** Task statement **
Starting at the top of the entries, restate word for word each line up to and including the one with "RLC currently concatenates".

Data excerpts Start Marker

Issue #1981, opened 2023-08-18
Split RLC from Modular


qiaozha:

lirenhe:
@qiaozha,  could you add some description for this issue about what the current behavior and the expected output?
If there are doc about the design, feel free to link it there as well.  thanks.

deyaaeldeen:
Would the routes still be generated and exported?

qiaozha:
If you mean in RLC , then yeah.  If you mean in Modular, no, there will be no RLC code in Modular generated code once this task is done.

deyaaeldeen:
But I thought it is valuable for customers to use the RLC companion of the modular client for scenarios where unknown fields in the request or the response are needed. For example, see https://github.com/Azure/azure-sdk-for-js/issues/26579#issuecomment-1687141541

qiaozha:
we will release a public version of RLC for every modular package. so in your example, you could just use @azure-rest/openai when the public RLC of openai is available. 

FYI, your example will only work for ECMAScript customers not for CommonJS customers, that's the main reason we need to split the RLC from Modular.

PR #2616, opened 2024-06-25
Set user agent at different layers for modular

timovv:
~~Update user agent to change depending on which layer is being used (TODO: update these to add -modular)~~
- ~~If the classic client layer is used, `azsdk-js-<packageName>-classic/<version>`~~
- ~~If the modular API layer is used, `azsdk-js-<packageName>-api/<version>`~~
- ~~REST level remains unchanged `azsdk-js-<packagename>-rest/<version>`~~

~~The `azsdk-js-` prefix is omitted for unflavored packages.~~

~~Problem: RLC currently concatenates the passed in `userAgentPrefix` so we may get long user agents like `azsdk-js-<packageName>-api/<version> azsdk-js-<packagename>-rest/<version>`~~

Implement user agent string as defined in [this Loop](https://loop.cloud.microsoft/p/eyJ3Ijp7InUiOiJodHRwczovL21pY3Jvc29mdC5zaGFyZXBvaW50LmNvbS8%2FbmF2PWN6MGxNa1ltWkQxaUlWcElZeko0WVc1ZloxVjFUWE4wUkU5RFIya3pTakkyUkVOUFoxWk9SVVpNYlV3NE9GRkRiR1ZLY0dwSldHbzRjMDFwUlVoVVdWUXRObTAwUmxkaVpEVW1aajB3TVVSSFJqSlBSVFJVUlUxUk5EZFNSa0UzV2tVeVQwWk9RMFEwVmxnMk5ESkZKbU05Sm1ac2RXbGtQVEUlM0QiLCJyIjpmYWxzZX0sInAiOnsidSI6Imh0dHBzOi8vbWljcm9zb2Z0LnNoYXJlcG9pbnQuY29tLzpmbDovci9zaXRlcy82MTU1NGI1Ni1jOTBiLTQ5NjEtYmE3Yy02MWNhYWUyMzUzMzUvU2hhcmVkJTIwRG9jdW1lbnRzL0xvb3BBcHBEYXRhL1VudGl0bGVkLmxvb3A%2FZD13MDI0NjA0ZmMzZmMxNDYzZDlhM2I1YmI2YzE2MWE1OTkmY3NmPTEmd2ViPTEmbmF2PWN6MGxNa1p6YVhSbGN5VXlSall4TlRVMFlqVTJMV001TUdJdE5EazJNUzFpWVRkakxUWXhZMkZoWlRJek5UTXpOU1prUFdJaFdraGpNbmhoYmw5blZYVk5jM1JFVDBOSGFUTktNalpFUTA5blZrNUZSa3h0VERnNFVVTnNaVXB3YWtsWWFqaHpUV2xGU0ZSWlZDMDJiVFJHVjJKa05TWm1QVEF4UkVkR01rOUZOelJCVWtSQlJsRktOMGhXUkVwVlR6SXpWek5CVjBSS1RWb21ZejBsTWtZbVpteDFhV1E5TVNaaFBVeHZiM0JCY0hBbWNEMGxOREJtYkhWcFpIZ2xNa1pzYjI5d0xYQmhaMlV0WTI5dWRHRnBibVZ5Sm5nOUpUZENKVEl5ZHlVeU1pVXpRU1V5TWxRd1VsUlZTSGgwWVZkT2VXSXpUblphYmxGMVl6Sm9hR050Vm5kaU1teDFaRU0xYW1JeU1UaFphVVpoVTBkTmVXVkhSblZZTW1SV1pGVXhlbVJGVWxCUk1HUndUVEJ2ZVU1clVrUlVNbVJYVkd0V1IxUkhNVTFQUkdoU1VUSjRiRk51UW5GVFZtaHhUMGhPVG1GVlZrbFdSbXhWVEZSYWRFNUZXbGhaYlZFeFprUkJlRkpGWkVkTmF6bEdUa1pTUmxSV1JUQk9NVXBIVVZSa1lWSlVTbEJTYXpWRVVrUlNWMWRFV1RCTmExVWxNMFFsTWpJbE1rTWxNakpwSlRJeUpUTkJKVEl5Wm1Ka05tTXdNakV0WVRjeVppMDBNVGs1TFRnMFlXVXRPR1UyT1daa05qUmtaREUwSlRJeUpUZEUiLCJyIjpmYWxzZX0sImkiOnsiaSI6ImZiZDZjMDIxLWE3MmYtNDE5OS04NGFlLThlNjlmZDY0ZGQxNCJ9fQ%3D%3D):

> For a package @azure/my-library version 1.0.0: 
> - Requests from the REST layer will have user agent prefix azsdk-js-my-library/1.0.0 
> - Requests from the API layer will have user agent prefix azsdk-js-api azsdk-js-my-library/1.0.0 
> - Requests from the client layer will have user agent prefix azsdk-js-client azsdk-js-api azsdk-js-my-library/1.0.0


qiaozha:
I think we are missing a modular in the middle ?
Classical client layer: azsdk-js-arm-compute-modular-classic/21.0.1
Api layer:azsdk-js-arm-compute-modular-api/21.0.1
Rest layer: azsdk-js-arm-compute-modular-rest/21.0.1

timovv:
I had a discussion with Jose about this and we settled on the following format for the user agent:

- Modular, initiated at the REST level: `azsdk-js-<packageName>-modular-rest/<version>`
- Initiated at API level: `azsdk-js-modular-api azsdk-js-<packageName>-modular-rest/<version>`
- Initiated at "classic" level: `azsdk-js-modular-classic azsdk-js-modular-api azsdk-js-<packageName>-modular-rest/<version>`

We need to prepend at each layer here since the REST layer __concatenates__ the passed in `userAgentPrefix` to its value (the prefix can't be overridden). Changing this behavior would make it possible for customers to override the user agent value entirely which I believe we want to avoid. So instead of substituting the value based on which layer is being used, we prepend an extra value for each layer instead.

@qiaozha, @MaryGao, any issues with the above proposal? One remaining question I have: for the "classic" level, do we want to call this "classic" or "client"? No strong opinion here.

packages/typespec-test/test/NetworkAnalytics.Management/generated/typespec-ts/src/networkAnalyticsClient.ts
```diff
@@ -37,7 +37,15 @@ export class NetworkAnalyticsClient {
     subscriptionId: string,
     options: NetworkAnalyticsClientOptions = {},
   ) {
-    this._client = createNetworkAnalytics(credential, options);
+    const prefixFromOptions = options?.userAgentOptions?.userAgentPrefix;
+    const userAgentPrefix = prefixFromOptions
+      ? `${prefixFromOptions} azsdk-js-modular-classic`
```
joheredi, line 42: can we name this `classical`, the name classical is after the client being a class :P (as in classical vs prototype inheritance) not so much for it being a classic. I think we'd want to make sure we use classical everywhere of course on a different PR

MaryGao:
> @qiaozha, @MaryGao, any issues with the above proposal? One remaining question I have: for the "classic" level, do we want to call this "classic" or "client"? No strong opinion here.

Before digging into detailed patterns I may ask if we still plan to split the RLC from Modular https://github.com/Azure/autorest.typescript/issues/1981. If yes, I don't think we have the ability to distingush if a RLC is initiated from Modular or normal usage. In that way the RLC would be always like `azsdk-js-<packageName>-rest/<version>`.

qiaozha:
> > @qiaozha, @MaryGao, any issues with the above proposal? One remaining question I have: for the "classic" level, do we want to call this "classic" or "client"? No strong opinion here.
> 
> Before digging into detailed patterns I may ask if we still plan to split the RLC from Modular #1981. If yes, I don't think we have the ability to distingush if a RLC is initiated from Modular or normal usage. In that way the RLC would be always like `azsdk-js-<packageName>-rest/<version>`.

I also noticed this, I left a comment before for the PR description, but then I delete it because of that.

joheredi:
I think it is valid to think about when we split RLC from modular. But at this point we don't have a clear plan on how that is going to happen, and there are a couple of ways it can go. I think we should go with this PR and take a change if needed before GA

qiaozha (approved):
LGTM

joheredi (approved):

Data excerpts End Marker

** Result of this task **
Issue #1981, opened 2023-08-18
Split RLC from Modular


qiaozha:

lirenhe:
@qiaozha,  could you add some description for this issue about what the current behavior and the expected output?
If there are doc about the design, feel free to link it there as well.  thanks.

deyaaeldeen:
Would the routes still be generated and exported?

qiaozha:
If you mean in RLC , then yeah.  If you mean in Modular, no, there will be no RLC code in Modular generated code once this task is done.

deyaaeldeen:
But I thought it is valuable for customers to use the RLC companion of the modular client for scenarios where unknown fields in the request or the response are needed. For example, see https://github.com/Azure/azure-sdk-for-js/issues/26579#issuecomment-1687141541

qiaozha:
we will release a public version of RLC for every modular package. so in your example, you could just use @azure-rest/openai when the public RLC of openai is available. 

FYI, your example will only work for ECMAScript customers not for CommonJS customers, that's the main reason we need to split the RLC from Modular.

PR #2616, opened 2024-06-25
Set user agent at different layers for modular

timovv:
~~Update user agent to change depending on which layer is being used (TODO: update these to add -modular)~~
- ~~If the classic client layer is used, `azsdk-js-<packageName>-classic/<version>`~~
- ~~If the modular API layer is used, `azsdk-js-<packageName>-api/<version>`~~
- ~~REST level remains unchanged `azsdk-js-<packagename>-rest/<version>`~~

~~The `azsdk-js-` prefix is omitted for unflavored packages.~~

~~Problem: RLC currently concatenates the passed in `userAgentPrefix` so we may get long user agents like `azsdk-js-<packageName>-api/<version> azsdk-js-<packagename>-rest/<version>`~~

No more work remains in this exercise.